In a big night for East Hampton Town Democrats, Councilwoman Kathee Burke-Gonzalez was elected supervisor Tuesday and will become the fourth woman to hold that post in the town’s history. With all 19 election districts reporting, the Suffolk County Board of Elections’ unofficial tally had Ms. Burke-Gonzalez and her running mates, Councilman David Lys and Tom Flight, cruising to victory over their Republican opponents.
Democrats also dominated in every other local race, including for nine trustee seats, with voters returning the seven incumbents who sought re-election, six of them Democrats and one a Republican who is cross-endorsed by Democrats. Two more Democrats -- one also cross-endorsed by the town’s Republican committee -- won seats as well. That campaign is covered separately.
According to unofficial results from the board of elections, Ms. Burke-Gonzalez, who with her colleagues also appeared on the Working Families Party line, had 4,334 votes. Her Republican and Conservative Party challenger, Gretta Leon, had 2,067 votes. Mr. Lys and Mr. Flight, a Montauk resident and first-time candidate, had won 4,330 and 4,037 votes, respectively. Their Republican and Conservative Party challengers, Scott W. Smith and Michael Wootton, were trailing with 2,078 and 2,037 votes, respectively.
Absentee ballots already received by the board of elections are included in the unofficial count, a board official said on Tuesday, though the deadline to receive them is Tuesday, Nov. 14. Votes cast by affidavit at polling stations were also tallied on Election Night, the official said.
“Those of us called to public service know that the work is the reward,” Ms. Burke-Gonzalez, presently the deputy supervisor, told a crowd of Democratic committee members and supporters at Coche Comedor in Amagansett, where the party had gathered to monitor election results. “And there is much work to do these next two years -- preserving our community, investing in our future, improving townwide communications, and modernizing how town government operates.”
Ms. Burke-Gonzalez, who is the deputy supervisor, was elected to the town board in 2013 after serving for nine years on the Springs School Board. She will succeed Supervisor Peter Van Scoyoc, who early this year announced that he would not seek re-election after three terms as supervisor and six years as councilman.
She will lead a board comprising Mr. Lys, Mr. Flight, Councilwoman Cate Rogers, who is midway through her first term, and a councilmember who she will appoint to fill her vacant seat, presumably in January.
Mr. Lys, a former member of the town’s zoning board of appeals, was appointed to the board in 2018, following Mr. Van Scoyoc’s election to supervisor. He was elected in his own right later that year and re-elected for a full four-year term in 2019. Mr. Flight, a member of the Montauk School Board, is an emergency medical services provider and business owner. A native of London, he became a year-round resident in 2009.
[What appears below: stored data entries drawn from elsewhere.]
PR #2694, opened 2021-11-13
SPIKE: Release action use net runtime 4.8-windowsservercore-ltsc2019 (cached image)

DavidBoike:


DavidBoike:
Changing each dockerfile from using the base image tag `4.7.2-windowsservercore-ltsc2016` to `4.8-windowsservercore-ltsc2019` improved performance of the release workflow drastically because the GitHub Action runners already have `4.8-windowsservercore-ltsc2019` preloaded and don't have to download a 13.3GB image before getting started.

This is a spike, so I'm closing, but these were the results:

### With `4.7.2-windowsservercore-ltsc2016`

image

### With `4.8-windowsservercore-ltsc2019`

image

PR #2768, opened 2022-01-18
Use Microsoft.Data.SqlClient for Sql Connection String Validation

### LINKED ISSUE #2767: ServiceControl Installer fails for Sql connection string with Azure Active Directory authentication
The Sql Transport uses Microsoft.Data.SqlClient for interacting with Sql Server databases. This is good and necessary to be able to connect to Azure Sql using Azure Active Directory credentials. This works fine having installed a Service Control instance with the Sql Transport if one is able to work around this problem with installation of the instance.

For example, the following connection string can be used successfully in a context with an Azure Active Directory Managed Identity to authenticate. If an already installed Service Control instance (or other type of endpoint) is using this connection string in an Azure context, like a virtual machine, with a managed identity, it works flawlessly.

```
Server=sometransportdatabaseserver.database.windows.net;Database=sometransportdatabase;Authentication=Active Directory Managed Identity;
```

Installing such an instance, though, fails via both the Service Control Management graphical tool and the PowerShell modules. This is because the ServiceControlInstallerEngine library validates connection strings by attempting to connect to the database specified. It does so using System.Data.SqlClient in the `ConnectionStringValidator` class, which does not support the use of Azure Active Directory authentication types in the connection string.

```
Connection String is invalid - Invalid value for key 'authentication'.
```

To make a seamless experience when using Sql for transport, it's necessary for such connection strings to successfully validate.

I want to script the setup of these instances with the PowerShell modules as a part of a broader Terraform environment setup and this issue is standing in my way.

raelyard:
To install instances with ServiceControl Management and/or the PowerShell modules using an Azure Active Directory identity to configure the connection string for the Sql Transport.

If it's not desirable to add this dependency in this place, there are probably other ways it could be managed, but if connecting to the database from this library is the desired method of validation, this is the shortest path.

This doesn't seem it should impact any of the existing tests, but getting the tests running on my machine seems it would take setting up dependencies in a way that was going to take more cycles than I wanted in the moment. I didn't add any test for this here. It's not obvious to me what that would like like with trying to test Azure in the contexts the tests run, so will leave that for something to talk about here if it's necessary/desirable.

This resolves #2767

### DIFF
--- a/src/ServiceControlInstaller.Engine/ServiceControlInstaller.Engine.csproj
+++ b/src/ServiceControlInstaller.Engine/ServiceControlInstaller.Engine.csproj
@@ -13,6 +13,7 @@
 
   <ItemGroup>
     <PackageReference Include="DotNetZip" Version="1.16.0" />
+    <PackageReference Include="Microsoft.Data.SqlClient" Version="2.1.2" />
     <PackageReference Include="Newtonsoft.Json" Version="13.0.1" />
     <PackageReference Include="System.Reflection.MetadataLoadContext" Version="6.0.0" />
     <PackageReference Update="System.Runtime.CompilerServices.Unsafe" Version="6.0.0" />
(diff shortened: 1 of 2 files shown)


kentdr (approved):

kentdr:
Thanks for the submission @raelyard!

The Republican candidates, who had gathered at the Palm in East Hampton on Tuesday night, left by 11 with results from several election districts still not reported on the board of elections site. They declined to comment until the final numbers were posted.
The campaign was marked by debates about the acute shortage of affordable housing in the town and the impact that has on businesses, essential service providers like fire and emergency medical workers, teachers, nurses, even highly compensated professionals like doctors. The incumbents and Mr. Flight pointed to recently completed housing developments and others under construction or in the pipeline, their opponents decrying what they called an unacceptably slow pace of building affordable housing. The town-wide overhaul of its emergency and personal wireless communications infrastructure was another topic, as was the litigation in which the town is embroiled regarding East Hampton Town Airport and the privatization of a 3,100-foot stretch of ocean beach on Napeague popularly known as Truck Beach.
In other races, David Filer, running on the Democratic and Working Families Party lines, was elected town justice, besting his Republican and Conservative Party challenger, Brian Lester, 3,929 votes to 2,524, according to the unofficial count. He will succeed Lisa R. Rana, who did not seek re-election.
“What you learn while doing this,” Mr. Filer said on Tuesday night, “is that there are so many people who are really dedicated to a good future for East Hampton, both Democrats and Republicans.” Mr. Lester, he said, “could not be more of a gentleman. He’s a good lawyer, but I think more important than that, he has a long record of giving back to the community, which I think is impressive.”
Stephen Lynch, the superintendent of highways, was unopposed for re-election, as were Jeanne Nielsen and Jill Massa, the incumbent assessors.
The elections bring a lackluster 2023 campaign to a close, the results predictable given the Democratic Party’s overwhelming advantage in voter registration. According to the board of elections, there are 9,934 registered Democrats in the town against 3,843 Republicans. There are 167 registered Conservative Party members and 52 Working Families Party members. “Blanks,” or registered voters who are unaffiliated with a party, number 5,470, and another 1,034 fall into the “others” category, voters registered with a party that is not on the ballot line, according to the board of elections.
The winning candidates will be sworn in at the town board’s organizational meeting, in January 2024.